WHAT IS EXPECTED:
The entries that follow are to be duplicated in full, character for character.

----

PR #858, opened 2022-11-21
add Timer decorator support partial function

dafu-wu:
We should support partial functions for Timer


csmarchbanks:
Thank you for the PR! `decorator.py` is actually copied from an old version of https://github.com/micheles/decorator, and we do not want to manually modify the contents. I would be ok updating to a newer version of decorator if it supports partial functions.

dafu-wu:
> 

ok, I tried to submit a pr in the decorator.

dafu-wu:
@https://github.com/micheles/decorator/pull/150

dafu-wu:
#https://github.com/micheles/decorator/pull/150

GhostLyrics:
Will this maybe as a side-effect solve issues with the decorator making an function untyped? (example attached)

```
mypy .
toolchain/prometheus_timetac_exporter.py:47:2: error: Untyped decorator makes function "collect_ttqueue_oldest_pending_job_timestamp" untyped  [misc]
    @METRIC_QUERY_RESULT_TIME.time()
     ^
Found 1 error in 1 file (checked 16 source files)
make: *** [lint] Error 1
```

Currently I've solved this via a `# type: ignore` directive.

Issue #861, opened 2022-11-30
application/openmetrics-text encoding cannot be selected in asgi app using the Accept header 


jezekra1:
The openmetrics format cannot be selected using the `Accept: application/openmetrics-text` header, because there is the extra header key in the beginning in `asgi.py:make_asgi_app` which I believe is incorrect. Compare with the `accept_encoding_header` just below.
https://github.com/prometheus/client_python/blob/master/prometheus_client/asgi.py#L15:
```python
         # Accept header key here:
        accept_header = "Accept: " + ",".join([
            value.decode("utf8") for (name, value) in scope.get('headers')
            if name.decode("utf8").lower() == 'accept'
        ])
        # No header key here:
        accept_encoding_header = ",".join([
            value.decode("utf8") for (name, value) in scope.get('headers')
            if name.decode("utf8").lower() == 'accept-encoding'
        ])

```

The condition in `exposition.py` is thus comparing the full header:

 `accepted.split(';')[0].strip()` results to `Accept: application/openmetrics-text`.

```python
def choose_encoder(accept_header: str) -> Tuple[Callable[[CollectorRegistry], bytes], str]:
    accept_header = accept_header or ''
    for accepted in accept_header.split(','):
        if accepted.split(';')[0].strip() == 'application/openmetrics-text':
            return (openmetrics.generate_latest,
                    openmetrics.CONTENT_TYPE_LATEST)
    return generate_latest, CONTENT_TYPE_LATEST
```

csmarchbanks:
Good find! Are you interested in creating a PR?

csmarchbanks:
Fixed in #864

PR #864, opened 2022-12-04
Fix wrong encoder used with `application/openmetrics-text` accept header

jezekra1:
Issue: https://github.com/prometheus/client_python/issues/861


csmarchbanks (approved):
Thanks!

----

RESPONSE:
PR #858, opened 2022-11-21
add Timer decorator support partial function

dafu-wu:
We should support partial functions for Timer


csmarchbanks:
Thank you for the PR! `decorator.py` is actually copied from an old version of https://github.com/micheles/decorator, and we do not want to manually modify the contents. I would be ok updating to a newer version of decorator if it supports partial functions.

dafu-wu:
> 

ok, I tried to submit a pr in the decorator.

dafu-wu:
@https://github.com/micheles/decorator/pull/150

dafu-wu:
#https://github.com/micheles/decorator/pull/150

GhostLyrics:
Will this maybe as a side-effect solve issues with the decorator making an function untyped? (example attached)

```
mypy .
toolchain/prometheus_timetac_exporter.py:47:2: error: Untyped decorator makes function "collect_ttqueue_oldest_pending_job_timestamp" untyped  [misc]
    @METRIC_QUERY_RESULT_TIME.time()
     ^
Found 1 error in 1 file (checked 16 source files)
make: *** [lint] Error 1
```

Currently I've solved this via a `# type: ignore` directive.

Issue #861, opened 2022-11-30
application/openmetrics-text encoding cannot be selected in asgi app using the Accept header 


jezekra1:
The openmetrics format cannot be selected using the `Accept: application/openmetrics-text` header, because there is the extra header key in the beginning in `asgi.py:make_asgi_app` which I believe is incorrect. Compare with the `accept_encoding_header` just below.
https://github.com/prometheus/client_python/blob/master/prometheus_client/asgi.py#L15:
```python
         # Accept header key here:
        accept_header = "Accept: " + ",".join([
            value.decode("utf8") for (name, value) in scope.get('headers')
            if name.decode("utf8").lower() == 'accept'
        ])
        # No header key here:
        accept_encoding_header = ",".join([
            value.decode("utf8") for (name, value) in scope.get('headers')
            if name.decode("utf8").lower() == 'accept-encoding'
        ])

```

The condition in `exposition.py` is thus comparing the full header:

 `accepted.split(';')[0].strip()` results to `Accept: application/openmetrics-text`.

```python
def choose_encoder(accept_header: str) -> Tuple[Callable[[CollectorRegistry], bytes], str]:
    accept_header = accept_header or ''
    for accepted in accept_header.split(','):
        if accepted.split(';')[0].strip() == 'application/openmetrics-text':
            return (openmetrics.generate_latest,
                    openmetrics.CONTENT_TYPE_LATEST)
    return generate_latest, CONTENT_TYPE_LATEST
```

csmarchbanks:
Good find! Are you interested in creating a PR?

csmarchbanks:
Fixed in #864

PR #864, opened 2022-12-04
Fix wrong encoder used with `application/openmetrics-text` accept header

jezekra1:
Issue: https://github.com/prometheus/client_python/issues/861


csmarchbanks (approved):
Thanks!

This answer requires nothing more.